Julia Christian has lived on the Hill her whole life. Now the communications director for City Councilman Tommy Wells, Christian grew up taking classes at the Capitol Hill Arts Workshop, became program director there as an adult and managed H Street Playhouse. Christian, 37, went on to direct the Capitol Hill Chamber of Commerce (CHAMPS) and even snagged the Twitter handle @capitolhilldc.

She said she stays involved on the Hill — including by playing keyboards and singing in the local bands The Sequins and The Fuss — because she wants to give back to the community that raised her.

“I feel like I should be an ambassador of the neighborhood,” she said.

Lives: At 6th and North Carolina streets SE, just blocks from where she was raised, with her 7-year-old daughter and a “docile” pet guinea pig.

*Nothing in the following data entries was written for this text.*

PR #1090, opened 2022-03-16
configure: Remove redundant pkg-config code

real-or-random:
This removes code that detects the pkg-config tool. We used this
back in the days when we had dependencies. ;) It can always be brought
back if we'll need it in the future.

Note that we still deliver a .pc file for this library, and there is
code in Makefile.am to install it. But this does not require the
pkg-config tool; only consumers of the .pc file will need it. This can
be verified by running `make install` (maybe after `mkdir /tmp/pre` and
`./configure --prefix=/tmp/pre` and checking that the .pc file is
installed correctly.

### DIFF
--- a/configure.ac
+++ b/configure.ac
@@ -32,8 +32,6 @@ AM_INIT_AUTOMAKE([1.11.2 foreign subdir-objects])
 # Make the compilation flags quiet unless V=1 is used.
 m4_ifdef([AM_SILENT_RULES], [AM_SILENT_RULES([yes])])
 
-PKG_PROG_PKG_CONFIG
-
 AC_PROG_CC
 if test x"$ac_cv_prog_cc_c89" = x"no"; then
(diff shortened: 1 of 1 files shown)


fanquake:
Nice. Concept ACK

theuni:
ACK 21b2ebaf74222017f85123deb6f30a33c7678513.

Nice to not have dependencies :)

theuni:
Also note that removal may allow Core to get rid of this hack: https://github.com/bitcoin/bitcoin/blob/d6cb4e8ff0d0772fd549240c21cf08e5213259be/configure.ac#L1939-L1945

fanquake (approved):
ACK 21b2ebaf74222017f85123deb6f30a33c7678513

> Also note that removal may allow Core to get rid of this hack:

I've pushed changes up into https://github.com/bitcoin/bitcoin/pull/24341 so we can have a look.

Favorite Neighborhood Hangouts: The Queen Vic (1206 H St. NE), Tunnicliffs Tavern (222 7th St. SE) and Jimmy Valentine’s Lonely Hearts Club (1103 Bladensburg Road). She’s a big fan of the decor in Jimmy Valentine’s. “It’s like an old yard sale mixed with a disco ball.”

Favorite Glimpse of Old D.C.: The 600 block of Pennsylvania Avenue SE. “It seems to be stuck in this odd time capsule,” she said. Christian recalled a “country kitchen-style” McDonald’s on the block when she was a kid. “That block has always felt the same.”

Most Frustrating Thing in the Neighborhood: A lack of involvement in local government. “If all of you who said ‘What’s the point?’ got involved, we could really make a difference.”

What Changes She’d Like to See on the Hill: 1) Reopen the Pennsylvania Avenue location of Chesapeake Bagel Bakery. “Everyone would head there and then go to the Market.” 2) Bring back Market Day and the community unity it created. “The entire neighborhood was in one place at one time.” 3) Improve North-South transportation. “Not all bus lines are equal, which is not right,” she said. “If we want visitors to come, we need to be able to get them from Eastern Market to H Street efficiently.”

On How to Be a Better Neighbor: Commit random acts of kindness like flipping your neighbors’ windshield wipers up before a snowstorm, and smile. “I find that smiling is amazingly catchy. If you do it, people will do it back.”